Several days later stranded.

More details forth coming.
eom


----------



## edb4 (Mar 4, 2009)

Are you asking for help or just telling a story?


----------



## thygreyt (Jun 7, 2009)

powellb said:


> Adjuster, sprocket, bolts chain, rail, tensioner, gaskets
> 780$. No start conditions. check engine light. replaced spark plugs and air filter.
> DID NOT CORRECT THE MISS FIRING AT IDLE.
> Several days later stranded.
> ...


what do we do with this?


----------



## PanzerVW (Jan 9, 2003)

are we being prepped for a DIY?


----------



## powellb (Sep 14, 2011)

*DIY - not forthing coming (like the comment though) RE 2.5L 2005.5*

Picked the vehicle up yesterday from local VW shop. I was going take the parts and photograph them, and post the images. But all the parts are warranty - i was only able to view them. The sprockets 2each 1) 07K-109-571-D 2) not listed in parts list - appeared normal though a machanic said it is the tensionor that has been causing problems with the skipped timing.

Scan 5051B - P1340: cam / crank incorrect correlation.

Parts List:
07K-109-083-F Adjuster
07K-109-571-D Sprocket
06E-109-281-A Bolt
N-910-502-02 Bolt
07K-109-231-A CHAIN
07K-109-514-D RAIL
07K-109-510-B TENSIONER
07K-109-217-E TENSIONER
07K-103-235-A GASKET
07K-103-483-B GASKET
07K-109-345 GASKET
D-174-003-A2 SEALANT
07K-109-163-A RING
07K-121-149 WASHER

Towing 155.00

Closing:
COST: 938.66
Engine now idles very very smoothly - gas mileage improved 3 to 4 miles per gal!

zumzumzum!


----------



## TylerO28 (Jul 7, 2008)

Isn't our motor interference type? Glad you didn't bend valves and all that! It would have been cheaper to buy a used engine though...

Hind sight's 20/20 right!


----------



## thygreyt (Jun 7, 2009)

TylerO28 said:


> Isn't our motor interference type? Glad you didn't bend valves and all that! It would have been cheaper to buy a used engine though...
> 
> Hind sight's 20/20 right!


lol, newer engine+lower miles+BETTER engine= around same price...

but, congrats, i guess


----------



## powellb (Sep 14, 2011)

*Owners manual*

I don't see anywhere in the owners manual where you need to change the timing chain at 60k miles.



see link below:

*http://autorepair.about.com/od/glossary/ss/timin-belt-inf2_8.htm*

2.5L is interfence type. hmmm.

Two things that were noticable: Check engine light but more concerning to the driver would the low idle misfire.

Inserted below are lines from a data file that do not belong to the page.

PR #1527, opened 2018-08-23
Modified lines-from-chunks generator to ensure support for "\r\n"

nlw0:
The current code produces empty strings sometimes if the input file follows this unconventional and bizarre "\r\n" newline standard, that nonetheless is still found in some legacy systems. The proposed code tries to make sure whatever `splitlines()` understands as newline is supported.


nlw0:
Created an up-to-date rebased version: #1533

PR #1533, opened 2018-08-24
Modified lines-from-chunks generator to ensure support for "\r\n"

nlw0:
The current code produces empty strings sometimes if the input file follows this unconventional and bizarre "\r\n" newline standard, that nonetheless is still found in some legacy systems. The proposed code tries to make sure whatever `splitlines()` understands as newline is supported.

This PR is the same as #1527, but rebasing after lots of changes upstream.

### DIFF
--- a/tests/unit/test_response.py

Added note: VW did pay 50%.

14k miles out of warrenty.


----------



## Schwarz_Jetta (Jul 31, 2011)

powellb said:


> Picked the vehicle up yesterday from local VW shop. I was going take the parts and photograph them, and post the images. But all the parts are warranty - i was only able to view them. The sprockets 2each 1) 07K-109-571-D 2) not listed in parts list - appeared normal though a machanic said it is the tensionor that has been causing problems with the skipped timing.
> 
> Scan 5051B - P1340: cam / crank incorrect correlation.
> 
> ...


:thumbdown: for spending money on fixing your car but :thumbup: cause you don't have to worry about timing chain failure for another 60,000mi :beer:


----------



## biggs88 (Mar 6, 2011)

Schwarz_Jetta said:


> :thumbdown: for spending money on fixing your car but :thumbup: cause you don't have to worry about timing chain failure for another 60,000mi :beer:


The parts were replaced with new parts. The design issue was fixed. 

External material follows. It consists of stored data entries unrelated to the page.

PR #1539, opened 2018-08-29
Ensure the SigV4 signer signs the host as all lowercase

joguSD:
Succeeds: https://github.com/boto/botocore/pull/1538

Basically, if the endpoint has mixed casing we sign using the mixed case but it's actually sent across the wire as all lowercase (this if the `Host` header is not explicitly set).

### DIFF
--- a/botocore/auth.py
+++ b/botocore/auth.py
@@ -180,7 +180,11 @@ class SigV4Auth(BaseSigner):
             if lname not in SIGNED_HEADERS_BLACKLIST:
                 header_map[lname] = value
         if 'host' not in header_map:
-            header_map['host'] = self._canonical_host(request.url)
+            # Ensure we sign the lowercased version of the host, as that
+            # is what will ultimately be sent on the wire.
+            # TODO: We should set the host ourselves, instead of relying on our
+            # HTTP client to set it for us.
+            header_map['host'] = self._canonical_host(request.url).lower()
         return header_map
 
     def _canonical_host(self, url):
--- a/tests/integration/test_smoke.py
+++ b/tests/integration/test_smoke.py
@@ -91,6 +91,7 @@ SMOKE_TESTS = {
  's3': {'ListBuckets': {}},
  'sdb': {'ListDomains': {}},
  'ses': {'ListIdentities': {}},
+ 'shield': {'GetSubscriptionState': {}},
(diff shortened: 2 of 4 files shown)


tests/integration/test_smoke.py
```diff
@@ -91,6 +91,7 @@
  's3': {'ListBuckets': {}},
  'sdb': {'ListDomains': {}},
  'ses': {'ListIdentities': {}},
+ 'shield': {'GetSubscriptionState': {}},
```
kyleknap: I think it may be good to put an explicit integration test where we upper case parts of the endpoint just in-case if `shield` changes their endpoint in the `endpoint.json` to be lowercase.

tests/functional/test_auth_sigv4.py
```diff
@@ -0,0 +1,35 @@
+# Copyright 2016 Amazon.com, Inc. or its affiliates. All Rights Reserved.
```
kyleknap: Is there a reason we are not putting this in the unit test suite under `auth/test_sigv4.py`?

botocore/auth.py
```diff
@@ -180,7 +180,7 @@ def headers_to_sign(self, request):
             if lname not in SIGNED_HEADERS_BLACKLIST:
                 header_map[lname] = value
         if 'host' not in header_map:
-            header_map['host'] = self._canonical_host(request.url)
+            header_map['host'] = self._canonical_host(request.url).lower()
```
kyleknap: It would be good to add a comment on why we are doing this.

tests/integration/test_smoke.py
joguSD: Do you have a suggestion for where to put that?

tests/functional/test_auth_sigv4.py
joguSD: I added a new file because the other test file seems specific to the tests generated from the aws4_testsuite directory. I could go either way on this.

kyleknap: I think we should be put it in the`unit` test directory. Not too picky on which file, I just suggested that one because it looked similar to some of the lines that you had.

tests/integration/test_smoke.py
joguSD: Added a test to `integration/test_client.py`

You should be able to get at least 150K with out issue with properly made timing parts. . . .


----------



## Kelly35244 (Sep 25, 2011)

*How did you VW to pay 50%*



powellb said:


> Added note: VW did pay 50%.
> 
> 14k miles out of warrenty.


I'm having the same problem with my 2005 Jetta 2.5 (65,000 miles). The dealer gave me estimate of nearly $2600 to fix it.

How did you get VW to agree to pay 50%?


----------



## pennsydubbin (Mar 3, 2010)

Kelly35244 said:


> I'm having the same problem with my 2005 Jetta 2.5 (65,000 miles). The dealer gave me estimate of nearly $2600 to fix it.
> 
> How did you get VW to agree to pay 50%?


$2600?! just buy a 07+ engine for less than $1000 and never worry about the issue again.


----------



## biggs88 (Mar 6, 2011)

pennsydubbin said:


> $2600?! just buy a 07+ engine for less than $1000 and never worry about the issue again.


Yeaaaaaaaaaaaaa.

Easy for you to say. it's not like you ever did tha. . . .

O wait 


Na, in all seriousness. That is the smartest option!


----------



## powellb (Sep 14, 2011)

Kelly35244 said:


> I'm having the same problem with my 2005 Jetta 2.5 (65,000 miles). The dealer gave me estimate of nearly $2600 to fix it.
> 
> How did you get VW to agree to pay 50%?



I spoke with the service manager: Point 1 (loyal to your dealer had the car towed there.)
Point 2 (Bought the car there)
 Point 3 (had the oil changed once there) in 2007.
Some maintenance history.
(they new all this already from the vehicle db)

Told him i didn't have the money and needed some relief on the bill.
ps. it would have been ~ 1500 for the total bill.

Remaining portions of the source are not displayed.